One of the things that makes LLMs so useful is that they can handle multiple tasks through a language interface. That is, to get an LLM to do something, all you have to do is ask! What made this intuitive interaction possible? It was a series of small advances that, one by one, unlocked the magic of LLMs.

The first advance came by reexamining the way we approach a sub-field of machine learning: supervised learning. It was commonly accepted that, for supervised learning, a model had to be trained for one specific task using a specific dataset that describes the task with multiple examples.  For example, if we want to predict whether an email is spam or not based on the words in the email, we would collect a set of emails and label each one as “spam” or “not-spam”. This categorizing of text (emails) into groups (classes: spam or not-spam) is called text classification. This classic supervised learning task has been studied for decades with the same workflow: collect data, label each item in the dataset (by hand), and train a new model on that data — and often only that data — to perform the classification task.  

The frameworks that train classification models are built very generally so that we can train models for any classification task. That means these frameworks must have the ability to handle classes with any name. To do this, models represent class names with integers (e.g. spam and not-spam might become 0 and 1). Classification models ignore the content of class names and just substitute them with their corresponding numbers. So the computer doesn’t really know it’s sorting spam from not-spam; it just sorts data into two buckets labeled 0 and 1. 

But around 2019, LLMs drastically changed our approach to supervised learning.

The shift came from the observation that since an LLM can produce words as output, that output word can be the classification. If we are classifying an email as spam or not-spam, we would pass the email to the LLM, along with the prompt “Is this email spam?”. Then, we train it to produce the word “spam” if the email is spam, and “not-spam” otherwise.  After reading the email, the LLM will have a probability associated with the phrases “spam” and “not-spam.” We can compare probabilities to find the most likely class for the email. 

This works better than the 0 vs 1 classification models we previously used because it allows us to leverage the huge amount of text the LLM was pretrained on (more than just the specific email spam dataset), and also allows the model to see the semantics of the task through the prompt (“Is this email spam?”) and the actual class labels (“spam” and “not-spam” instead of 0 and 1).

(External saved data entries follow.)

PR #688, opened 2026-08-17
docs: refresh benchmark run to 2026-08-17 (7c873d5), row-lock measured free

OffgridwithJD:
Re-ran the main benchmark suite (`bench/run_bench.sh`) and FSST (`bench/run_bench_fsst.sh`) on the bench host at current `main` (`7c873d5`), after issue #5's row-identity lock (#684) and the Iceberg read-path hardening (#685). PG18.4 non-assert, 6M rows, median of 5, 16 cores / 62 GB.

**Result: storage, query latency, mutation, and FSST are all materially unchanged.** The fresh run certifies that the concurrency fix and the Iceberg hardening did not move the scan, storage, or write numbers.

**The one finding worth stating: #684's row-identity lock is free on the write path.** The single-row `UPDATE` is 1.90 ms, unchanged, and that path takes the lock and re-reads the committed delete vector for the one row. Toggling `pgcolumnar.enable_row_update_lock` does not change the time. The single-row case is the control here: it exercises the lock on one row, so if the lock cost anything measurable it would show there.

Note on the scattered 1000-row `UPDATE`: the main run reported 135 ms for it, but that is an outlier (it runs after the export/import churn, in a different cache state). An isolated median-of-5 re-run of the exact bench query put it at about 70 ms, in the same band as the prior 79 ms. It is the noisiest number on the page; the ratio story is unchanged.

This updates the run date/commit and adds a dated "What changed since the previous run" entry. The tables are re-confirmed, not replaced, matching this page's established pattern (the prior 2026-08-14 note did the same). `docs_style` passes.

Not in this PR: the cross-engine (TSBS) and ClickBench sections. Cross-engine is a separate ad-hoc run and is unaffected by #684/#685 (it measures the query path against other engines); ClickBench needs its `hits` dataset, which is not on the box.

### DIFF
--- a/docs/benchmarks.md
+++ b/docs/benchmarks.md
@@ -28,8 +28,9 @@ from the 2026-08-14 run at `122fd5c`. The main write-path change since then is i
 #5's row-identity lock. It serializes a concurrent `UPDATE` or `DELETE` of the same
 row and is on by default. It adds no measurable cost here. The single-row `UPDATE`
 is 1.91 ms, unchanged, and that path takes the lock on the one row. An isolated
-on-and-off control of that operation measured 0.59 ms and 0.63 ms, so the lock adds
-about 0.04 ms. Spot checks match: heap 707 MB against columnar-zstd
+on-and-off control of that operation, on a narrower table, measured 0.59 ms and
+0.63 ms, so the lock adds about 0.04 ms. Spot checks match: heap 707 MB against
+columnar-zstd
 5.95 MB, and `count(*)` at 0.04 ms. The
 conditions were PostgreSQL 18.4 non-assert, 6,000,000 rows, an 8-column table, the
 median of 5 repetitions, 16 cores and 62 GB of memory.
@@ -725,8 +726,9 @@ path:
   `serialization_failure` instead of duplicating the row. It is on by default and
   costs nothing measurable on the write path. The single-row `UPDATE` is 1.91 ms,
   unchanged, and that path takes the lock for the one row. An isolated on-and-off
-  control of it measured 0.59 ms with `pgcolumnar.enable_row_update_lock = off` and
-  0.63 ms on, so the lock adds about 0.04 ms. The scattered
+  control of it, on a narrower table, measured 0.59 ms and 0.63 ms with
+  `pgcolumnar.enable_row_update_lock` off and on. The lock adds about 0.04 ms. The
+  scattered
   1000-row `UPDATE` re-measured at about 70 ms, the same band as before. It is the
   noisiest number here.
 - **Iceberg read-path hardening (#685) and cost-model refinements (#679, #681,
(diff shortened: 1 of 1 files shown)


jdatcmd (commented):
Cross-reviewed. `docs_style` passes (verified locally on the PR's benchmarks.md), the methodology is honest, and the run reflects current main (`7c873d5`, which includes #684 and #685). Two things:

**One small fix before merge (accuracy/consistency).** The new prose says the single-row `UPDATE` is "1.90 ms" (the run-date line, and the maintenance note), but the mutation table and the paragraph below it say "1.91 ms":

```
| UPDATE single row by id | 0.03 ms | 1.91 ms | 64 |
```

The table is the source of truth; please make the two "1.90 ms" prose mentions read "1.91 ms" so a reader is not left reconciling two numbers for the same measurement. (This is the "print counts from the data, do not retype them into prose" rule.)

**Optional, to strengthen the headline.** "It adds no measurable cost ... turning the lock off does not change the time" is the load-bearing claim, and the instrument is well chosen: a single-row `UPDATE` still runs the per-flush committed re-read (`PgColumnarSerializeFlushRows` reads the row-group list under a fresh snapshot regardless of row count), so the fixed lock cost would show there if it were nonzero. It would be stronger to cite the actual on-vs-off pair (e.g. "1.91 ms on, 1.9x ms off, within the run-to-run band") rather than assert equality, so the "free" claim carries its own evidence. Not a blocker.

The 135 -> ~70 ms scattered-`UPDATE` outlier handling is honest and disclosed, and keeping the table at the reconfirmed 79.38 ms matches this page's established pattern. Everything else checks out. Fix the 1.90/1.91 prose and I will approve; jd merges.

jdatcmd (approved):
Approving. Re-verified `e7cf3f2`: no "1.90 ms" remains (single-row `UPDATE` reads 1.91 ms everywhere, matching the mutation table), the "free" claim now carries its measured evidence (0.59 ms off, 0.63 ms on, so about 0.04 ms of lock cost), the scattered-`UPDATE` outlier is honestly disclosed, and `docs_style` passes. The instrument is well chosen: a single-row `UPDATE` runs the per-flush committed re-read regardless of row count, so the ~0.04 ms delta is a fair measure of the lock's fixed cost. Good work.

One optional, non-blocking clarity note (do not need to hold merge for it): the control's absolutes (0.59/0.63 ms) sit below the table's 1.91 ms for the same single-row `UPDATE`, because the control runs on a narrower table. A reader who does not know that is left reconciling two numbers for one operation, which is the same shape as the 1.90/1.91 nit. A half-clause would remove it, for example "an isolated on-and-off control of that operation, on a narrower table, measured 0.59 ms and 0.63 ms". Your call; the load-bearing evidence is the delta either way.

jd merges.

jdatcmd:
Re-verified `8dc4a37`: the only change is the "on a narrower table" clause on both control mentions (plus a clean sentence split), and `docs_style` still passes. My approval stands for this commit. Ready for jd.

Wrapped up in the first advance is the idea behind the second advance: that we can prompt an LLM by posing a question that provides additional information about how the LLM should respond. This idea unleashed a flurry of research on prompting, including prompt tuning and soft prompts. There was also intense interest from industry, including the posting of a “Prompt Engineer” job at Anthropic with a salary of up to $335,000 USD!

Researchers then realized that a prompt could be expanded to include multiple examples showing how the model should perform the task. This is called “in-context learning” and eliminates the need to fine-tune models on specific tasks. Instead, the model is exposed to training examples in the prompt (context), and no model updates are performed.  

In-context learning is remarkable because it doesn’t require any training.  Users can instantly direct models to perform a new task, without having to create a copy of the model specifically tuned for a new task, which is resource intensive. However, that is also the technique’s downfall: because we aren’t retraining, there are few mechanisms for improving the performance of in-context models aside from making the models bigger or tweaking the prompt. This raised the question: can we make these models better on adapting to new tasks, not just better on the particular tasks in the context?

This led to the third advance: the development of Instruction Tuning, which I’ve covered in depth previously. Models are trained on datasets that include multiple prompts (instructions) with multiple examples per prompt. This teaches the model to do tasks more generally, instead of focusing the training on one specific task. 

The journey from task-specific supervised learning to the more dynamic instruction-following models of today highlights the transformative evolution in how we interact with AI. While multiple other innovations have supported the advancement of LLM usefulness (e.g. reinforcement learning from human feedback, or RLHF), the understated progression from numerical class labels to rich language prompts is one throughline I see in LLM history that seems to be less talked about. And it’s the reason why using an LLM is as easy as asking a question.